Ваучер всплеснул руками:
– Да какое кому дело, кто как получает сексуальное
удовольствие? Но если это поможет разрушить твердыню Израиля, надо поддержать и
гомосеков!.. Главное, что Израиль уже разваливается. Его нужно чуть-чуть
подтолкнуть…
Президент покачал головой:
– Сомневаюсь. Вот взгляните на книжечку… «Созидание
еврейского будущего». Нет, автора нет, это сборник статей, как написано в
предисловии, «явившийся результатом беспрецедентной по составу конференции,
состоявшейся в канадском городе Торонто. С одной стороны – академически
мыслящие ученые: историки, философы, теологи и социологи, а с другой –
руководители североамериканских еврейских общин вместе обсуждали проблемы
настоящего и будущего еврейского народа в рамках общинных структур американской
диаспоры… роль Государства Израиль в жизни диаспоры – вот краткий перечень
вопросов, которые обсуждались на конференции».

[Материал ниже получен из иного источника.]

PR #434, opened 2017-05-11
Search/filtering revamp

### LINKED ISSUE #419: Places list page makes a request which pulls all neighborhoods
https://bna.peopleforbikes.org/#/places//// requests:

https://bna.peopleforbikes.org/api/neighborhoods/?limit=all

Which takes 4+seconds on production. We can likely refactor this to only pull the neighborhoods we need, as this list view should be paginated.

### LINKED ISSUE #420: User interaction during place search is slow and janky on places list view
See screencapture:

pfb_place_search

### LINKED ISSUE #422: Status search on admin AnalysisJob view reloads full list automatically after filtering
pfb-jobs-status-search

CloudNiner:
## Overview

This PR completely refactors/revamps the AnalysisJob search feature for the admin and public sites.

Removes the typeahead and allows generic text filtering on the AnalysisJob results, sourced from the `Neighborhood.name` and `Neighborhood.state_abbrev` fields.

### Demo

Not really demoable via screenshot.

### Notes

I briefly toyed with using postgres vector search or trigrams, but figured it wasn't worth the extra complexity required to prepare the database. The list of neighborhoods isn't expected to grow above a few hundred rows, and the generic `search` param would allow for the backend implementation to be swapped later if necessary.

## Testing Instructions

Do some text searches on your completed jobs in the public places list view OR, if you only have a single germantown neighborhood there like I do, make some manual requests to http://localhost:9200/api/analysis_jobs/?search=value (so that the latest=True&status=complete filtering is not applied)

Do some filtering on the admin UI view for AnalysisJobs.

Both should be faster and feel much more natural.

I'll also do some testing of this once pushed to production to make sure it still works when the data source is larger.

Closes #419, Closes #420, Closes #422

### DIFF
--- a/src/angularjs/src/app/analysis-jobs/list/analysis-jobs-list.controller.js
+++ b/src/angularjs/src/app/analysis-jobs/list/analysis-jobs-list.controller.js
@@ -41,10 +41,10 @@
         }
 
         function filterJobs(filters) {
-            var params = _.merge({}, defaultParams, filters);
+            var params = _.merge({}, defaultParams);
 
             if (filters.neighborhood) {
-                params.neighborhood = filters.neighborhood;
+                params.search = filters.neighborhood;
             }
             if (filters.status) {
                 params.status = filters.status;
--- a/src/angularjs/src/app/components/filters/analysis-job-filter.html
+++ b/src/angularjs/src/app/components/filters/analysis-job-filter.html
@@ -2,23 +2,29 @@
     <th>ID</th>
     <th>
         <div class="dropdown">
-        <input name="neighborhood-filter" ng-model="ctl.statusFilter" title="Filter by Status"
-            placeholder="Status" type="text" class="form-control"
-            uib-typeahead="status for status in ctl.statuses |
-                           filter: $viewValue |
-                           limitTo: 8">
+        <input name="neighborhood-filter"
+               title="Filter by Status"
+               placeholder="Status"
+               ng-model="ctl.statusFilter"
+               ng-model-options="{ debounce: 400 }"
+               ng-change="ctl.onStatusFilterChanged()"
+               type="text"
+               uib-typeahead="status for status in ctl.statuses | filter: $viewValue | limitTo: 8"
+               typeahead-wait-ms="400"
+               typeahead-on-select="ctl.onStatusFilterChanged($item)"
+               class="form-control">
         </div>
     </th>
     <th>
         <div class="dropdown neighborhood">
-            <input title="Filter by Neighborhood" placeholder="Neighborhood"
-                ng-model="ctl.neighborhoodFilter"
-                type="text" class="form-control"
-                uib-typeahead="neighborhood as (neighborhood.label + ', ' +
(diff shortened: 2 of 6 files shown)


src/angularjs/src/app/analysis-jobs/list/analysis-jobs-list.controller.js
```diff
@@ -41,10 +41,10 @@
         }
 
         function filterJobs(filters) {
-            var params = _.merge({}, defaultParams, filters);
```
CloudNiner: Filters was only ever set via the watcher, it was removed since we manually set both properties we get from the filters object below

src/angularjs/src/app/components/filters/analysis-job-filter.html
```diff
@@ -2,23 +2,29 @@
...
-            placeholder="Status" type="text" class="form-control"
-            uib-typeahead="status for status in ctl.statuses |
-                           filter: $viewValue |
-                           limitTo: 8">
+        <input name="neighborhood-filter"
+               title="Filter by Status"
+               placeholder="Status"
+               ng-model="ctl.statusFilter"
+               ng-model-options="{ debounce: 400 }"
+               ng-change="ctl.onStatusFilterChanged()"
```
CloudNiner: Switching to `ng-change` and `typeahead-on-select` allows us to explicitly control when we set the `filters` property in the controller. This fixes a nasty side effect where the old implementation would trigger a call to `/api/analysis_jobs` in the parent controller every time a character was typed in either filter field. Now the call only explicitly happens when a meaningful change occurs.

src/angularjs/src/app/components/filters/analysis-job-filter.html
```diff
@@ -2,23 +2,29 @@
...
-        <input name="neighborhood-filter" ng-model="ctl.statusFilter" title="Filter by Status"
-            placeholder="Status" type="text" class="form-control"
-            uib-typeahead="status for status in ctl.statuses |
-                           filter: $viewValue |
-                           limitTo: 8">
+        <input name="neighborhood-filter"
+               title="Filter by Status"
+               placeholder="Status"
+               ng-model="ctl.statusFilter"
+               ng-model-options="{ debounce: 400 }"
```
CloudNiner: Apparently we need to debounce both via `ng-model-options` and `typeahead-wait-ms` for the debounce to work as expected. Only setting one or the other leads to the debounce not taking effect.

src/angularjs/src/app/places/list/place-list.html
```diff
@@ -75,7 +74,7 @@ <h2 class="sidebar-title">Place Search</h2>
 
         <section>
             <!-- Duplicate .result div for each result. -->
-            <div class="result" ng-repeat="neighborhood in placeList.places">
+            <div class="result" ng-repeat="neighborhood in placeList.places track by neighborhood.uuid">
```
CloudNiner: This fixes a bug where the list would re-render every item in the ng-repeat when the list of places was changed. Now it properly only re-renders the diff.

CloudNiner:
Ah true, let me see if I can fix that up quick.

Госсекретарь развел руками:
– Это говорит только о том, что они встревожены за
будущее Израиля. Я бы на их месте еще как был бы встревожен! Особенно после
того, как мы сумели именно в Иерусалиме провести международный съезд гомосексуалистов,
который тщетно старались запретить местные хасиды…
Файтер поморщился:
– Да что вы про этих гомосеков, как будто это такая уж
наша великая победа! Будь моя воля, я бы их всех сам бросил под танки. Я из
этой конференции вынес как раз обратное: они не просто уверены, что выживут, но
и стараются подчинить себе уже и всю Америку.
– Господин президент, – воскликнул госсекретарь
скорее обрадованно, чем встревоженно, – да где это?
Президент отчеркнул ногтем большого пальца.
– Вот, читайте! В предисловии просто упомянуто про роль
Израиля в жизни диаспор, а вот на двадцатой странице прямо говорится о захвате
ключевых постов… с благой целью, разумеется! А это уже не просто вызывает
раздражение.
– Да, – сказал Гартвиг с двусмысленной
улыбкой, – это вызывает другое чувство.
Госсекретарь углубился в чтение, Файтер не торопил, сам
чувствовал себя гадко и тревожно, однако до конца президентского срока еще два
года, отсидеться и переложить решение на плечи нового президента не получится:
силовики жмут, разведка бьет тревогу, еврейское лобби в сенате и конгрессе
фактически уже правит страной. Последнее бы ничего, если бы оно оставалось
только еврейским и не было слишком связано, как пуповиной, с израильским
правительством.
Глава 19
Бульдинг, насупившись, поглядывал на всех, как громадный
бульдог на растерянных щенков, кашлянул, привлекая внимание.
– Никогда, – сказал он недовольным голосом, –
не считал господина Герца великим стратегом, но сейчас признаю и целиком
поддерживаю его своевременную идею о наведении порядка внутри страны.